● **EXERCISE DIRECTIONS**
Repeat only the lines below from the one containing "PR #72, opened 2018-11-02" through the one containing "something is not", inclusive, exactly as written.

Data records
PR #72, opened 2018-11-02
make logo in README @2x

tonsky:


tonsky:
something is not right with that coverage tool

* * *

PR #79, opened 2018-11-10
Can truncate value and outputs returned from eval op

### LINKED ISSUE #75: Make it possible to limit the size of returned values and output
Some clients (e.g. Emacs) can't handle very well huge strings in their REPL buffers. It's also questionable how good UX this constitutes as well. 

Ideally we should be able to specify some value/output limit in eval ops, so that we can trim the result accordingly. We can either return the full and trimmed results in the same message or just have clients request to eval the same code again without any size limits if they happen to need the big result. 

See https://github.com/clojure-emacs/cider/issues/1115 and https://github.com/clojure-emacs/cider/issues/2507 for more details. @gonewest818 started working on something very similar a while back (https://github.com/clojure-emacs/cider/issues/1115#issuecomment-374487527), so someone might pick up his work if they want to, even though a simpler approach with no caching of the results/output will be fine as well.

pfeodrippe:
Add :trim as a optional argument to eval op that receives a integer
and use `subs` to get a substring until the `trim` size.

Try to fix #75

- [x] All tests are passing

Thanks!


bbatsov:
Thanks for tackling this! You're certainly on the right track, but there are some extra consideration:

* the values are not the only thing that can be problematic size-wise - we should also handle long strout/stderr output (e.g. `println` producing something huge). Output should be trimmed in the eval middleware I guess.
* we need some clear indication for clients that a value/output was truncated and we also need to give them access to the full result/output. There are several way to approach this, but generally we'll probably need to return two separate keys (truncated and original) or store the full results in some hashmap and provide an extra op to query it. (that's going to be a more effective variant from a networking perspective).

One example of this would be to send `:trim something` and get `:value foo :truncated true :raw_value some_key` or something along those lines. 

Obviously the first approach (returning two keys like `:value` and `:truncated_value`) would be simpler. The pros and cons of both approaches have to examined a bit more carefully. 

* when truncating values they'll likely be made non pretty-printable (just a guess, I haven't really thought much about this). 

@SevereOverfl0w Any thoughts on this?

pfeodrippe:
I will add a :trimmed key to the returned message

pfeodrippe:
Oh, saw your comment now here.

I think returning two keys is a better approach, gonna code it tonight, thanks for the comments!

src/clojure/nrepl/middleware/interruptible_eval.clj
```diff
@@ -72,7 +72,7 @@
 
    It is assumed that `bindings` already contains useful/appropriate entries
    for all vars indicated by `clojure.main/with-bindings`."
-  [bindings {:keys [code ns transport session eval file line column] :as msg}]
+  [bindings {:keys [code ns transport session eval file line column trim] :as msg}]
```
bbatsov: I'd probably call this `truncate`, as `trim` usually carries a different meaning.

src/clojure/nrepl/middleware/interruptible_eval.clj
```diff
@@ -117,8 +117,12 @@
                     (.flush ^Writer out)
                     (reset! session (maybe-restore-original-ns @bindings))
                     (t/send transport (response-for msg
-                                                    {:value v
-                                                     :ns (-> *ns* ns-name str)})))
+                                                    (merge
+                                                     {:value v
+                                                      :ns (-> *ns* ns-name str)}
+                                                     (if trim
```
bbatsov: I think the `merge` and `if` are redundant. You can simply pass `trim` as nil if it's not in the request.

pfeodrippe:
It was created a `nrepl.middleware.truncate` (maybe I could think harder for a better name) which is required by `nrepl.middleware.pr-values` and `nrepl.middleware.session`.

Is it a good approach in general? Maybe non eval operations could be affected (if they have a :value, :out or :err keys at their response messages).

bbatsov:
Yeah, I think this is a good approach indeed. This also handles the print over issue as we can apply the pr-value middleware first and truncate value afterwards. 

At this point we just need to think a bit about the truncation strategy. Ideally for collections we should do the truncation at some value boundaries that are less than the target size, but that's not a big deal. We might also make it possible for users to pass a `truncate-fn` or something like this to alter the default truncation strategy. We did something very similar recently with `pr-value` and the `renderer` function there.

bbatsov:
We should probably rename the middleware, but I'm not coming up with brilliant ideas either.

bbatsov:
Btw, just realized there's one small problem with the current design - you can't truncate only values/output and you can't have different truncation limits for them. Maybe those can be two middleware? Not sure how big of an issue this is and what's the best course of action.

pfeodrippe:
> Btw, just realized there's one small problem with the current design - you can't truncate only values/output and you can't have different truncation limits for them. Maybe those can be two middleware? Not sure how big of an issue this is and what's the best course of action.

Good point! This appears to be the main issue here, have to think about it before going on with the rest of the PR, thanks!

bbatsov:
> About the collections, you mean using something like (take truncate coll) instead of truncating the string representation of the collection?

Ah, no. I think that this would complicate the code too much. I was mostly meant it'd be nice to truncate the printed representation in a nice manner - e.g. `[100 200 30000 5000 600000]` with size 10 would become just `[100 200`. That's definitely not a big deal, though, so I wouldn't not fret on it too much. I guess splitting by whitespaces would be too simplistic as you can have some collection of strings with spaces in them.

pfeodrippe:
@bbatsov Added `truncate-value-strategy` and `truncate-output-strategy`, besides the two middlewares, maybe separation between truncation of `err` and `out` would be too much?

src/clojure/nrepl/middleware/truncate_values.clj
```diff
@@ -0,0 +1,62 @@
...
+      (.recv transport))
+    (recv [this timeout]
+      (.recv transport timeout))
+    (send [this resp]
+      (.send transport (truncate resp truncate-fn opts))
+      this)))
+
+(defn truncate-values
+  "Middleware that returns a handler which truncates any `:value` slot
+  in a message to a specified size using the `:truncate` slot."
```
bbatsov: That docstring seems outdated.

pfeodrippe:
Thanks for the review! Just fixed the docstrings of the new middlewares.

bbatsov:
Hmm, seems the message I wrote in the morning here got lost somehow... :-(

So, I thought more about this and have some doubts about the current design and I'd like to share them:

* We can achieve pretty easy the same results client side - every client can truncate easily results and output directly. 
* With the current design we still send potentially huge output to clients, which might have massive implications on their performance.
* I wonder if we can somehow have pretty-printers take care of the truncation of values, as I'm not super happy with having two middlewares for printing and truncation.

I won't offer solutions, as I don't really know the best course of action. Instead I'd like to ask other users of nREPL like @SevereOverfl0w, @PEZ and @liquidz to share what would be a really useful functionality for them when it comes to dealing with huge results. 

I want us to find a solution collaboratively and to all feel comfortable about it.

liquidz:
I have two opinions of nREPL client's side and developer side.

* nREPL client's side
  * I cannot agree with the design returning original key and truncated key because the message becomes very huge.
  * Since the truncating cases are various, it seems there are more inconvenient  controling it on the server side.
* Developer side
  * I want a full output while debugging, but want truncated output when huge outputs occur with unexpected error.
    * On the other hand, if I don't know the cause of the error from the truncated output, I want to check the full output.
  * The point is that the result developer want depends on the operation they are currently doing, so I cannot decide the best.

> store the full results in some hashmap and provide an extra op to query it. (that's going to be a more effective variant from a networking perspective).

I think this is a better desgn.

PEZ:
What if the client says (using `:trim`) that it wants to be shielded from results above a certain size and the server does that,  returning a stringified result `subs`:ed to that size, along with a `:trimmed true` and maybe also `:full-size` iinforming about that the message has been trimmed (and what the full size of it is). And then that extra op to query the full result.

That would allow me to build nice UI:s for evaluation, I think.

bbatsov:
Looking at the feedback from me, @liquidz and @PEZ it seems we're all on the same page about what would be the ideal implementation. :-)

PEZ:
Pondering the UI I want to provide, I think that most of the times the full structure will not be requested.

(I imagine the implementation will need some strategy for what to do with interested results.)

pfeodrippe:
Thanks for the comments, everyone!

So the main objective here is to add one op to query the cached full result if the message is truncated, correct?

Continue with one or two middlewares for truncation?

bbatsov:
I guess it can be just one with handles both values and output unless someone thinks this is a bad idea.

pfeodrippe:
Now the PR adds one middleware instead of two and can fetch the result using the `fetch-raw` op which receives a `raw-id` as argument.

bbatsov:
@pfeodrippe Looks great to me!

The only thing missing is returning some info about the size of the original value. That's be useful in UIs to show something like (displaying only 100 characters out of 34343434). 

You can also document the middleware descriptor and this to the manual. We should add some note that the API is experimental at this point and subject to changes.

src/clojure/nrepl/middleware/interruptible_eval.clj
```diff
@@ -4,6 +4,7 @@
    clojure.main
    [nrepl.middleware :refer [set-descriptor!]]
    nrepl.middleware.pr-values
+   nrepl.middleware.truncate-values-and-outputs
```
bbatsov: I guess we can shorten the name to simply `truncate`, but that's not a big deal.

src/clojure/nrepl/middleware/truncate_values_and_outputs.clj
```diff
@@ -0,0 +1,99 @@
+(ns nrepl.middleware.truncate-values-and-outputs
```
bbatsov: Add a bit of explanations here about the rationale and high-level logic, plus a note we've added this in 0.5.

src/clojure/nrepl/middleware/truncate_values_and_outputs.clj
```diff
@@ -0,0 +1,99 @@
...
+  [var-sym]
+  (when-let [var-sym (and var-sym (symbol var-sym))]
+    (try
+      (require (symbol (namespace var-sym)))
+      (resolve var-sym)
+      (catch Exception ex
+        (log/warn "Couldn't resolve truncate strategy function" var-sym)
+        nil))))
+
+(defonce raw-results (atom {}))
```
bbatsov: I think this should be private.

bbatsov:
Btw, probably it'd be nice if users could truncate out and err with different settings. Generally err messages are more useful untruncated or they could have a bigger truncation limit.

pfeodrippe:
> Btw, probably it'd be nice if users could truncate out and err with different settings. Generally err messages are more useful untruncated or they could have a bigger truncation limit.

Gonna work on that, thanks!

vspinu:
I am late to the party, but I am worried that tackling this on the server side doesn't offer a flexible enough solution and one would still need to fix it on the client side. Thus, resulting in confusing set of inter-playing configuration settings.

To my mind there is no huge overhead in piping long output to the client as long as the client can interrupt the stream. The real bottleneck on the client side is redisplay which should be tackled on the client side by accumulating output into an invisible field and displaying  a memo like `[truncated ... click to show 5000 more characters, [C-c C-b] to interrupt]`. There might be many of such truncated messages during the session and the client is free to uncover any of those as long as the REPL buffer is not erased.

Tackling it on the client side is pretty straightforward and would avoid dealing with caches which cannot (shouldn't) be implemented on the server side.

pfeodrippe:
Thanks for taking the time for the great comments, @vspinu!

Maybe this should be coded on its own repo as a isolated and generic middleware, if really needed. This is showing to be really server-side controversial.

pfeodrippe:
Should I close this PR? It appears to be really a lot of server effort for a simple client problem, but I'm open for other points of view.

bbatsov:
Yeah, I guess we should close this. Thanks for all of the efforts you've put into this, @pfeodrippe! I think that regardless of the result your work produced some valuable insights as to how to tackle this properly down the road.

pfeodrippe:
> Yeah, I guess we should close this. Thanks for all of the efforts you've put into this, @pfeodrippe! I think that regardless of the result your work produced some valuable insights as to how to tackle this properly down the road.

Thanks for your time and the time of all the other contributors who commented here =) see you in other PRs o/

● **TASK SOLUTION**
PR #72, opened 2018-11-02
make logo in README @2x

tonsky:


tonsky:
something is not right with that coverage tool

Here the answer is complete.